PR #1687, opened 2016-11-24
Change of thread tree symbols to work under Windows and Mac OSX

### LINKED ISSUE #1671: Conversation Tree Start and End not aligned
The round corners forming the end or beginning of a branch in the conversation tree are not aligned with the straight branch sections
screen shot 2016-11-07 at 19 12 00

lorenzschmid:
The thread tree or conversation view uses multiple unicode symbols to represent the tree. Unfortunately they don't work on all OS's. The following symbols are available:

U+250C (corner up)
┌
U+250D (corner up small)
┍
U+2514 (corner down)
└
U+2515 (corner down small)
┕
U+256D (round up)
╭
U+2570 (round down)
╰

As it turns out in Windows 7 the standard monospace font family "Courier New" contains only the following symbols (of the six mentioned above):
U+250C / U+2514
The remaining four symbols get replaced with the corresponding symbol of the "MS Mincho" font family (which uses a different width). Mac OSX seems to have a similar issue. Therefore I replaced the round corners with their angled counterpart.

This fixes #1671.

### DIFF
--- a/mailpile/plugins/search.py
+++ b/mailpile/plugins/search.py
@@ -214,8 +214,8 @@ class SearchResults(dict):
 
     _BAR = u'\u2502'
     _FORK = u'\u251c'
-    _FIRST = u'\u256d'
-    _LAST = u'\u2570'
+    _FIRST = u'\u250c'
+    _LAST = u'\u2514'
     _BLANK = u' '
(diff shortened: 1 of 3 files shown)


BjarniRunar:
Thank you!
----------
> _ASSIGNED TASK_:
Give the exact lines, and only those, from the line containing "U+250D (corner up small)" through the line containing "U+250C / U+2514" in the entries above.

> _WRITTEN RESPONSE_:
U+250D (corner up small)
┍
U+2514 (corner down)
└
U+2515 (corner down small)
┕
U+256D (round up)
╭
U+2570 (round down)
╰

As it turns out in Windows 7 the standard monospace font family "Courier New" contains only the following symbols (of the six mentioned above):
U+250C / U+2514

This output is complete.